• [Work to be completed]:
Your task is to copy each line of the material that holds the word "blob".

• [Records]:
☆ ☆ ☆ ☆
PR #927, opened 2023-11-02
Set READTHEDOCS environment variable for the 'make devdocs' target

bartvanb:


Makefile
```diff
@@ -203,5 +203,9 @@ publish:
 test:
 	coverage run --source=vantage6 --omit="utest.py","*.html","*.htm","*.txt","*.yml","*.yaml" utest.py
 
+# the READTHEDOCS envvar is set for this target to circumvent a monkey patch
+# that would get stuck indefinitely when running the sphinx-autobuild package.
+# Note that the value of the envvar does not matter, just that it is set.
+devdocs: export READTHEDOCS = Yes
```
frankcorneliusmartin, line 209: This does not seem legit. It seems you are redefining `devdocs`. Also does this work on windows?

frankcorneliusmartin (changes requested):

Makefile
bartvanb: As discussed, this works for me (although it looks weird). Consensus is that Frank should try if it works for him locally, then we merge it

frankcorneliusmartin (approved):
LGTM

PR #929, opened 2023-11-02
Update section on running a node or server locally with --mount-src o…

bartvanb:
…r --image

Also changed the title so that it is not confusing with the unit tests, and moved the section


frankcorneliusmartin (approved):
LGTM

PR #932, opened 2023-11-07
Error out in client if using invalid characters for database labels

lsago:
Algorithm images are usually built on top of the algorithm wrapper [0]. This is using python:3.10-slim-bullseye as base image at the moment, which as a Debian based image has dash as its `/bin/sh`. Docker will use that shell when using the CMD instruction in "shell form" [1] in the Dockerfile, like in the average algorithm example [2].

At the moment, environment variables are used to pass to the algorithm container the details of the database to use. This means that the database label will become an environment variable name.

Dash only allows valid identifiers: "a letter or underscore followed by zero or more letters, underscores, and digits" [3].

[0]: https://github.com/vantage6/vantage6/blob/version/4.0.3/vantage6-algorithm-tools/vantage6/algorithm/tools/wrap.py
[1]: https://docs.docker.com/engine/reference/builder/
[2]: https://github.com/IKNL/v6-average-py/blob/bb34f43/Dockerfile#L20
[3]: https://git.kernel.org/pub/scm/utils/dash/dash.git/tree/src/parser.c?h=v0.5.12#n1483

### DIFF
--- a/vantage6-client/tests/test_client.py
+++ b/vantage6-client/tests/test_client.py
@@ -38,6 +38,43 @@ class TestClient(TestCase):
 
         assert results == [{'result': {'some_key': 'some_value'}}]
 
+    def test_parse_arg_databases(self):
+        dbs_in = [{"label": "dblabel"}]
+        dbs_out = UserClient.Task._parse_arg_databases(dbs_in)
+        self.assertEqual(dbs_in, dbs_out)
+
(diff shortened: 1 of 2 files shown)


bartvanb (approved):
Good work!

bartvanb:
Added to `release/4.2` branch so that we release it then

PR #671, opened 2026-04-18
fix: allow openssl flag names in typos allowlist

afadesigns:
Add `passin`, `passout`, and `unparseable` to the typos extend-words list so Check Spelling stops failing on OpenSSL password-source flag docs and ZC1620 description text.


redteamx (approved):
LGTM.

PR #673, opened 2026-04-18
feat: ZC1653 — flag `$BASHPID` Bash-only parameter

afadesigns:
ZC1653 — Avoid `$BASHPID` — Bash-only; Zsh uses `$sysparams[pid]` from `zsh/system`

What: flags arguments referencing `$BASHPID` / `${BASHPID}`.
Why: `$BASHPID` returns the current subshell's PID (while `$$` returns the parent shell's PID). Zsh does not set this parameter — scripts silently read empty and misbehave.
Fix suggestion: `zmodload zsh/system` once, then read `$sysparams[pid]` — updates inside subshells the same way.
Severity: Warning

Milestone: this PR takes the project to 650 katas.

### DIFF
--- a/pkg/katas/katatests/zc1653_test.go
+++ b/pkg/katas/katatests/zc1653_test.go
@@ -1,0 +1,58 @@
+package katas
+
+import (
+	"testing"
+
+	"github.com/afadesigns/zshellcheck/pkg/katas"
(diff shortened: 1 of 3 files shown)


redteamx (approved):
LGTM.

PR #674, opened 2026-04-18
feat: ZC1654 — flag `sysctl -p /tmp/...` TOCTOU config load

afadesigns:
ZC1654 — Warn on `sysctl -p /tmp/...` — loading kernel tunables from attacker-writable path

What: flags `sysctl -p PATH` where PATH starts with `/tmp/` or `/var/tmp/`.
Why: `sysctl -p` reads `key=value` tunables from PATH and applies them. A `/tmp/` location is world-traversable — a concurrent local user can substitute the file between the script's write and sysctl's read, injecting `kernel.core_pattern=|/tmp/evil`, `kernel.modprobe=/tmp/evil`, or disabling hardening knobs.
Fix suggestion: keep sysctl configs under `/etc/sysctl.d/` with root ownership.
Severity: Warning

### DIFF
--- a/pkg/katas/katatests/zc1654_test.go
+++ b/pkg/katas/katatests/zc1654_test.go
@@ -1,0 +1,58 @@
+package katas
+
+import (
+	"testing"
+
+	"github.com/afadesigns/zshellcheck/pkg/katas"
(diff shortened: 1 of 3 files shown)


redteamx (approved):
LGTM.

PR #675, opened 2026-04-18
feat: ZC1655 — flag `read -n N` Bash-only character-count semantics

afadesigns:
ZC1655 — Warn on `read -n N` — Bash reads N chars; Zsh's `-n` means "drop newline"

What: flags `read -n N var` and `read -nN var` where N is an integer.
Why: Bash's `read -n N` reads exactly N characters. Zsh's `-n` is the "don't append trailing newline to the reply" flag and takes no count — `read -n 1 var` sets `var` to the whole input line instead of one character.
Fix suggestion: use `read -k N var` in Zsh for N-character reads.
Severity: Warning

### DIFF
--- a/pkg/katas/katatests/zc1655_test.go
+++ b/pkg/katas/katatests/zc1655_test.go
@@ -1,0 +1,58 @@
+package katas
+
+import (
+	"testing"
+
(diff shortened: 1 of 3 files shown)


redteamx (approved):
LGTM.

PR #676, opened 2026-04-18
feat: ZC1656 — flag rsync -e ssh host-key verify bypass

afadesigns:
ZC1656 — Error on `rsync -e 'ssh -o StrictHostKeyChecking=no'` — host-key verify disabled

What: `rsync -e "ssh -o StrictHostKeyChecking=no"` (or `UserKnownHostsFile=/dev/null`) ships the file stream over an ssh transport with host-key verification disabled.
Why: Same class as ZC1479 but easier to miss in review — the flags hide inside a quoted `-e` string. A MITM on the path impersonates the remote and the rsync stream goes straight through.
Fix suggestion: Pre-provision `~/.ssh/known_hosts` (or `ssh-keyscan` under review), keep `StrictHostKeyChecking=yes`.
Severity: Error

### DIFF
--- a/pkg/katas/katatests/zc1656_test.go
+++ b/pkg/katas/katatests/zc1656_test.go
@@ -1,0 +1,58 @@
+package katas
+
+import (
+	"testing"
+
+	"github.com/afadesigns/zshellcheck/pkg/katas"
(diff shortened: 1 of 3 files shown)


redteamx (approved):
LGTM.

PR #677, opened 2026-04-18
feat: ZC1657 — flag semanage permissive -a SELinux domain disable

afadesigns:
ZC1657 — Warn on `semanage permissive -a <type>` — puts SELinux domain in permissive mode

What: `semanage permissive -a DOMAIN` / `--add` adds an SELinux type to the permissive-domain list.
Why: Narrower than `setenforce 0` but still disables enforcement for the named domain (often `httpd_t`, `container_t`, `sshd_t`) and persists across reboots because it is baked into policy.
Fix suggestion: Build an explicit allow rule with `audit2allow` (or a hand-written policy module), then remove the permissive mark with `semanage permissive -d DOMAIN`.
Severity: Warning

## Test plan
- valid `semanage permissive -d httpd_t` → no violation
- valid `semanage boolean -l` → no violation
- invalid `semanage permissive -a httpd_t` → ZC1657
- invalid `semanage permissive --add sshd_t` → ZC1657

### DIFF
--- a/pkg/katas/katatests/zc1657_test.go
+++ b/pkg/katas/katatests/zc1657_test.go
@@ -1,0 +1,58 @@
+package katas
+
+import (
+	"testing"
+
+	"github.com/afadesigns/zshellcheck/pkg/katas"
+	"github.com/afadesigns/zshellcheck/pkg/testutil"
+)
+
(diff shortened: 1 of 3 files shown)


redteamx (approved):
LGTM.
☆ ☆ ☆ ☆
• [Solution to this exercise]:
[0]: https://github.com/vantage6/vantage6/blob/version/4.0.3/vantage6-algorithm-tools/vantage6/algorithm/tools/wrap.py
[2]: https://github.com/IKNL/v6-average-py/blob/bb34f43/Dockerfile#L20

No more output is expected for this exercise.